850 megavat üretim. 3 gw’lık tüketim. Güneş panelleriyle kendi elektriğini üreten tesisler. Bu model, sadece Bursa için değil, Türkiye’nin kalkınma planları için örnek alınacak bir merkez.

Zirvede verilen mesajlardan biri de netti:

“Sistem değişti. Zihniyet de değişmeli.”

Bu lafı Dr. Zafer Demircan söyledi. Pandemiyle birlikte enerji sistemlerinin nasıl altüst olduğunu anlattı. Yapay zekâ, büyük veri, elektrikli araçlar… Yeni nesil enerji tüketimi bambaşka bir seviyeye geçti.

Bu nedenle Türkiye’nin sadece arz güvenliğini konuşması değil, aynı zamanda strateji üretmesi şart.

Peki ne yapılıyor?

Sakarya’da doğalgaz aramaları sürüyor. Gabar’da petrol hedefleri konmuş durumda. Nükleer projeler hız kazanıyor. Yerli kömüre yeni destekler yolda. Ama sorun da büyük:

“Yerli kömür elimizde ama maliyet yüzünden kullanamıyoruz. Kolombiya’dan kömür getiriyoruz.”

Bu sürdürülebilir değil.

Çünkü yerli enerji sadece ekonomik değil, aynı zamanda millî bir meseledir.

Zirvede konuşulan her şey, aslında bizi şu gerçeğe götürüyor:

Enerji, sadece santral değil.
Enerji, sadece priz değil.
Enerji, sadece fatura değil.

Enerji; vizyon, egemenlik, strateji ve bağımsızlık demektir.

Bursa’da yapılan bu zirve, sadece enerji sektörüne değil, ülkenin tüm geleceğine dair bir işaret fişeği olmuştur.

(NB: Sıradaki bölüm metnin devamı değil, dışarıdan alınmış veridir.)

PR #8394, opened 2022-02-06
curl-openssl: fix SRP check for OpenSSL 3.0

MarcelRaad:
When OpenSSL 3.0 is built with `--api=3.0` and `no-deprecated`, the SRP
functions exist in the library, but are disabled for user code. Check
if they are actually usable instead of only if they exist. Also check
for the functions actually required for TLS-SRP.

TLS-SRP support is still enabled if OpenSSL is configured with just
`--api=3.0` or with `--api=1.1.1 no-deprecated`.

(I'm not very familiar with autoconf and m4 - please let me know if there's a better way to do that.)

### DIFF
--- a/m4/curl-openssl.m4
+++ b/m4/curl-openssl.m4
@@ -384,11 +384,21 @@ dnl ---
 dnl We require OpenSSL with SRP support.
 dnl ---
 if test "$OPENSSL_ENABLED" = "1"; then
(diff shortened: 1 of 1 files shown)


bagder (approved):
Looks fine to me!

MarcelRaad:
Thanks for the review!

PR #8395, opened 2022-02-07
deprecate NSS support

bagder:
Add deprecation plans to docs/DEPRECATE.md

### DIFF
--- a/.github/workflows/nss.yml
+++ b/.github/workflows/nss.yml
@@ -22,7 +22,7 @@ jobs:
         build:
         - name: NSS
           install:
-          configure: --with-nss --enable-debug --enable-werror
+          configure: --with-nss --enable-debug --enable-werror --with-nss-deprecated
 
     steps:
     - run: |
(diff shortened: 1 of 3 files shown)


danielgustafsson:
Another option would be to add a `--enable-deprecated` flag and then require that along with `--with-nss` and other deprecated options. An opt-in to explicitly have to say "I know what I'm getting myself in to" and then we can use that same mechanism for gatekeeping other features on the way out?

bagder:
That's not a bad idea, but I have to say that I like that the way I did it here needs the user to acknowledge *this* exact feature being deprecated and not accepting deprecation *in general*.

jay:
> _this_ exact feature being deprecated and not accepting deprecation _in general_.

Well I'm with you on that but --with-nss-aware doesn't say much to an admin glancing through their company's shell scripts. --DEPRECATED-with-nss or something

bagder:
The flag name needs to start with `--with` for the configure option thing to work. `--with-deprecated-nss` perhaps?

danielgustafsson:
> The flag name needs to start with --with for the configure option thing to work. --with-deprecated-nss perhaps?

I vote for --with-deprecated-nss or --with-nss-deprecated.

jay:
I agree, something with deprecated in the name.

bagder:
Uses `--with-nss-deprecated` now!

PR #8396, opened 2022-02-07
CI: move the NSS job from zuul to GHA

bagder:


bagder:
Clearly unit tests did not build and run properly with NSS before...

PR #8401, opened 2022-02-08
h2h3: pass correct argument types to infof()

bagder:
Detected by Coverity. CID 1497993


bagder:
I'm not sure we should keep this sent without debug, but this is worth fixing anyway!

PR #8403, opened 2022-02-08
lib/Makefile: remove config-tpf.h from the dist

bagder:
Follow-up from da15443dddea2bfb. Missed before because the 'distcheck'
CI job was not working as intended.

Ref: https://curl.se/mail/lib-2022-02/0070.html


MarcelRaad (approved):

MarcelRaad:
Thanks, that was fast!

PR #8404, opened 2022-02-08
openldap: pass string length arguments to client_write()

monnerat:
This is an `strlen()` optimization in the same way as commit 4028892f14669937cb47d8a165e059503107812a does.


bagder (approved):

bagder:
Thanks!

monnerat:
Thanks for pulling.

PR #8408, opened 2022-02-08
scripts/cijobs.pl: output data about all currect CI jobs

bagder:
This script parses the config files for all the CI services currently in
use and output the information in a uniform way. The idea is that the
output from this script should be possible to massage into informational
tables or graphs to help us visualize what they are all testing and NOT
testing.


bagder:
[current output from the script](https://github.com/curl/curl/files/8027926/ci.txt)

PR #9039, opened 2022-06-22
Avoid supplying 0 length `msg_control` to sendmsg()

icing:
* testing on macOS 12.4, sendmsg() often*) fails with EINVAL when
  a msg_control buffer is provided in sendmsg(), even though
  msg_controllen was set to 0.
  Supplying the buffer only when GSO is actually used, resolves the issue.

*) Note: this all is a bit fishy. Failures seem to happen on local ipv4 connections
regularly, while external requests over ipv6 seem to work fine. 

Then again, the code change should do no harm, in my understanding.

### DIFF
--- a/lib/vquic/ngtcp2.c
+++ b/lib/vquic/ngtcp2.c
@@ -1653,16 +1653,12 @@ static CURLcode do_sendmsg(size_t *psent, struct Curl_easy *data, int sockfd,
   struct iovec msg_iov = {(void *)pkt, pktlen};
   struct msghdr msg = {0};
   uint8_t msg_ctrl[32];
-  size_t ctrllen = 0;
   ssize_t sent;
 #if defined(__linux__) && defined(UDP_SEGMENT)
   struct cmsghdr *cm;
 #endif
 
   *psent = 0;
-
-  assert(sizeof(msg_ctrl) >= CMSG_SPACE(sizeof(uint16_t)));
-
   msg.msg_iov = &msg_iov;
   msg.msg_iovlen = 1;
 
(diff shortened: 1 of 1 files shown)


tatsuhiro-t (approved):

lib/vquic/ngtcp2.c
```diff
@@ -1666,21 +1666,23 @@ static CURLcode do_sendmsg(size_t *psent, struct Curl_easy *data, int sockfd,
...
-  msg.msg_controllen = sizeof(msg_ctrl);
-
 #if defined(__linux__) && defined(UDP_SEGMENT)
   if(pktlen > gsolen) {
+    /* Only set this, when we need it. macOS, for example,
+     * does not seem to like a msg_control of length 0. */
+    msg.msg_control = msg_ctrl;
+    msg.msg_controllen = sizeof(msg_ctrl);
+
     ctrllen += CMSG_SPACE(sizeof(uint16_t));
```
jay, line 1676: I'm not familiar with how these macros work but I wonder is separate `ctrllen` still needed now, for example would this be correct `msg.msg_controllen = sizeof(msg_ctrl) + CMSG_SPACE(sizeof(uint16_t));` ?

jay: hm if not, how about this:
msg.msg_controllen = sizeof(msg_ctrl);
msg.msg_controllen += CMSG_SPACE(sizeof(uint16_t));

tatsuhiro-t: Because we use UDP_SEGMENT only, just assigning `CMSG_SPACE(sizeof(uint16_t))` to `msg.msg_controllen` should work:

```c
    msg.msg_control = msg_ctrl;
    msg.msg_controllen = CMSG_SPACE(sizeof(uint16_t));
```

icing: Just added that change and cleaned up the local var and assertion.

Issue #8737, opened 2022-04-22
Issues with ftps through CONNECT


MarvinWinks:
Using curl executable, directory listings against several ftps sites stopped working as of version 7.77 of curl. I tried compiling and testing against each of the versions from 7.76 to 7.82.

On versions 7.77 and after, the TLS handshake completes successfully. But the directory listing does not return.

I also tried writing a simple main.cpp using libcurl. I am finding that starting with v7.77, CURLOPT_WRITEFUNCTION does not get called.

### I did this

I ran the curl executable to do a directory listing of an ftps site. Command-line options used:

  -vv
  -x <proxy>
  -u <username:password>
  --ftp-ssl
  --proxytunnel
  <ftp site with scheme as ftp://>

### I expected the following

The directory listing as output.

### curl/libcurl version

I tried several versions:
*Newest version that works: 7.76.1*
curl 7.76.1 (x86_64-unknown-linux-gnu) libcurl/7.76.1 OpenSSL/1.0.2zd zlib/1.2.11 libssh2/1.9.0
Release-Date: 2021-04-14
Protocols: dict file ftp ftps gopher gophers http https imap imaps mqtt pop3 pop3s rtsp scp sftp smb smbs smtp smtps telnet tftp 
Features: alt-svc AsynchDNS GSS-API HTTPS-proxy IPv6 Kerberos Largefile libz NTLM NTLM_WB SPNEGO SSL TLS-SRP UnixSockets

*Newest version tried (that does not work): 7.82.0*
curl 7.82.0 (x86_64-unknown-linux-gnu) libcurl/7.82.0 OpenSSL/1.0.2zd zlib/1.2.11 libssh2/1.9.0
Release-Date: 2022-03-05
Protocols: dict file ftp ftps gopher gophers http https imap imaps mqtt pop3 pop3s rtsp scp sftp smb smbs smtp smtps telnet tftp 
Features: alt-svc AsynchDNS GSS-API HSTS HTTPS-proxy IPv6 Kerberos Largefile libz NTLM NTLM_WB SPNEGO SSL TLS-SRP UnixSockets

### operating system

İş dünyasına çağrı yapılmıştır. Yeni yatırımlar için vizyon çizilmiştir. Kamu-özel-akademi iş birliği için zemin hazırlanmıştır.

Ve bir gerçek, bir kez daha hatırlatılmıştır:

Enerjiyi konuşmak, aslında geleceği konuşmaktır. Çünkü enerji sadece prizden gelen akım değil.
Enerji Bir ülkenin geleceğini de aydınlatır.